Esse meme aí tem circulado bastante nas redes sociais nos últimos dias. Tem a galera que entende que “nem todo mundo pode” — e tem a galera que critica as pessoas que desmarcam, não vão aos compromissos ou, simplesmente, se recusam a ir a algum lugar, “inventando uma desculpa qualquer”.

Como ando pensativo e bastante reflexivo sobre a vida (coisa que sempre fui mas que, por vários motivos, tenho feito mais), fiquei lembrando de várias situações, nos últimos meses, em que deixei de comparecer a eventos e compromissos — muitos deles, importantíssimos. Desmarquei, adiei, não fui, atrasei, inventei desculpas. Lembrei de todos os motivos que me fizeram não ir a esses eventos.

Quem me conhece sabe que eu sou enrolado, que eu me atraso, que eu tenho preguiça de fazer várias coisas. Mas mesmo quem me conhece não tem noção de tudo o que rola por aqui.

Fato é que, entre o “vamo?” e o “vamo!”, existem mais coisas do que imagina a sua vã filosofia. Eu ando cada vez com menos vontade de sair de casa e encarar o mundo. Se eu pudesse, viveria de chats e delivery para conversar com a imensa maioria das pessoas. Infelizmente não posso, e então me forço a sair pra trabalhar, por exemplo, ou para dar uma voltinha na praça com o namorado — prq são coisas que eu não posso me dar ao luxo de abrir mão.

As decepções com a sociedade são tão grandes que a vontade é zero de sair e conviver com outros seres humanos. Conversar. Socializar.

“E aí tá tudo bem?” Ninguém quer ouvir “Não” como resposta.

Ninguém quer escutar os seus problemas e, eventualmente, te ajudar a sair do lugar onde você está.

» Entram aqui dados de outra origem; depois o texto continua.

PR #285, opened 2026-06-15
Standardize TOML annotations, bundle a10 inputs, drop Fortran references (#274)

logan-nc:
## Summary

Addresses #274 (TOML annotations need re-standardizing) and fixes two related defects found during the review.

**1. Standardize TOML annotations (#274).** One shared convention across every git-tracked config-style TOML: a short 2–10 line purpose/context header, an inline comment on every variable sourced from the matching config-struct docstring (same wording everywhere; `examples/DIIID-like_ideal_example/gpec.toml` is the canonical reference), decorative section dividers removed, informative section notes kept. Codified in `CLAUDE.md` so future edits stop diverging.

**2. Bundle a10_kinetic_example inputs.** The example pointed `eq_filename`/`kinetic_file` at absolute paths in one developer's local Fortran checkout — unrunnable for anyone else and the only hardcoded local paths in the repo. The g-file (`fix_a100_k10_q2_bn010_prof1`, 1.1 MB ASCII) and kinetic profile (`a10_prof1.txt`) are now bundled in the example directory (token-identical to source, whitespace-normalized hook-clean) and referenced by bare relative filenames.

**3. Make example annotations self-contained / Julia-centric.** The Julia code is the production workhorse; a new user shouldn't need the legacy Fortran code to read an example. Dropped all Fortran-GPEC references (namelists, flag names, `PENTRC`/`DCON`/`STRIDE`, "Julia mirror of Fortran") from `examples/` and `test/test_data/`; the a10 header now describes the *scenario* (drift-kinetic MHD stability via the calculated NTV matrices, deuterium ion-only Maxwellian). Also removed deprecated / no-op vars (`truncate_at_dW_peak`, `thmax0`) from the examples. TJ-analytic model citations kept (external model, not Fortran); `regression-harness/cases/*` left as developer metadata.

## Scope
- 30 example/fixture/case TOMLs annotated; 2 new a10 input files; `CLAUDE.md` conventions extended.
- `Project.toml`-family files left untouched (machine-managed).

## Verification
- All 34 tracked TOMLs parse; hygiene clean (no trailing whitespace, single final newline, LF).
- Parsed values byte-identical to `develop` except the two intentionally removed keys — **zero value changes**.
- a10 example runs end-to-end (GPEC completes ~173 s, n=1 modes stable, `gpec.h5` produced).
- Regression harness vs `develop`: **`solovev_n1` 21 unchanged, `diiid_n1` 30 unchanged — every quantity 0.0e+00 / OK.**

[...]

PR #357, opened 2026-08-12
Fix TOML annotation drift and enforce the convention via pre-commit (#274)

### LINKED ISSUE #274: toml annotations need to be re-standardized
In reviewing some recent PRs I've noticed that our various AIs have gone to town annotating some git tracked tomls, while others have been left untouched. The different AIs seem to have used different conventions for toml file header annotations and/or section annotations. A standardization sweep is in order.

I like the idea of the headers, especially for the examples. The headers can explain the purpose/context of the example and call out any key features of the settings. They should not be overly large - maybe 2-10 lines.

All variable setting lines should have in-line annotations describing what the variable is/does. These are super helpful for new users, who inherit copy and modify the example tomls and do not want to search source code to remember what each variable does.

Section annotations seem overkill, but perhaps I can be convinced otherwise if there are important ones.

priyanshlunia:
## Summary

Closes #274.

The standardization sweep in #285 established one shared annotation convention for the
config-style TOMLs, but the issue stayed open — and in the weeks since that merge, 9 new
TOMLs were added and most existing ones modified, reintroducing drift. This PR fixes all
current violations and adds pre-commit enforcement so the convention holds going forward.

**1. Fix the drift** (11 files, `887bd8f`):

- **Missing headers added**: `DIIID-like_gal_resistive_example`,
  `DIIID-like_gal_resistive_pe_example`, the `regression_solovev_kinetic_nuzero` fixture,
  and the `diiid_slayer_n1`, `gal_resistive_diiid`, `gal_resistive_pe`,
  `solovev_kinetic_nuzero` regression cases.
- **Missing inline descriptions completed**: the whole `[SLAYER]` section and scan grid in
  the SLAYER example, `rtol_xlmda`/`write_outputs_to_HDF5`/`verbose` in the canonical
  `DIIID-like_ideal_example`, and the same trailing keys in the Solovev kinetic decks.
- **Deprecated keys removed** (all warn-and-deleted by the loader, never read):
  `mat_flag`, `ode_flag`, `power_bp`, `power_b`, `power_r`, `truncate_at_dW_peak` (SLAYER
  example) and `force_wv_symmetry` (Solovev NTV example).
- **Cleanups**: decorative `# ---` dividers stripped from `diiid_slayer_n1.toml`; the
  `psiedge` comment claiming "integration truncated at peak" corrected in 3 files (the
  edge-dW scan is diagnostic-only with `truncate_at_dW_peak = false`).

**2. Enforce the convention** (`af540d5`): four declarative `pygrep` hooks in
`.pre-commit-config.yaml` — no external scripts, config-only like the existing hooks:

- `toml-header-block` — covered files must open with a `#` header block
- `toml-no-decorative-dividers` — rejects `# ----`-style dividers
- `toml-inline-annotations` — every `key = value` line needs a trailing `# description`
  (`examples/` and `test/test_data/` only)
- `toml-no-deprecated-keys` — rejects keys mirrored from
  `_DEPRECATED_FFS_KEYS`/`_DEPRECATED_EQUIL_KEYS`

**3. Docs**: `docs/development/toml-conventions.md` gains an Enforcement section and
codifies the regression-case exemption (the repetitive `[quantities.*]` schema keys are
developer metadata and don't need inline comments — cases need the header plus informative
per-quantity block comments). The setup guide's pre-commit list mentions the new checks.

## Scope

- 11 example/fixture/case TOMLs, `.pre-commit-config.yaml`, 2 dev-docs files.
- No `src/`, no test-code changes.

## Verification

- **Value-neutral**: `TOML.parsefile` comparison of every touched file vs `develop` —
  parsed values byte-identical except the 7 intentionally removed deprecated keys, which
  the loader warns about and discards before the control structs are built.
- **Hooks verified both ways**: all four patterns pass clean on this branch and reproduce
  the full audited violation set (missing headers, 8 dividers, 19 unannotated lines,
  5 deprecated keys) when run against `develop`'s versions of the files.
- **Hygiene**: no trailing whitespace, single final newline, LF endings; YAML parses.
- **Regression harness**: to be run on this branch before merge
  (`regress --cases solovev_n1,diiid_n1,diiid_slayer_n1,solovev_kinetic_ntv --refs develop,local`);
  expected all-zero deltas given the value-neutrality check above.


ebursch:
This all looks good.

ebursch (approved):
Looks good (try 2)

Quando eu não sou uma boa companhia nem pra mim mesmo, não quero ser para os outros. Então assim, se você me chamou pra fazer alguma coisa nos últimos meses e eu não fui, me desculpe, mas saiba que, se foi chato pra você não ter a minha companhia, foi uma luta interna entre o “vou”/”não vou” — onde geralmente o “não vou” ganha, seguida de horas de milhares de pensamentos sobre como eu sou um péssimo amigo/ser humano.

Contei isso pra dizer que: da próxima vez que alguém (e esse alguém pode ser eu) disser “ah, vô não”, pense duas vezes antes de criticar essa pessoa.

Às vezes até dizer “vô não” é difícil.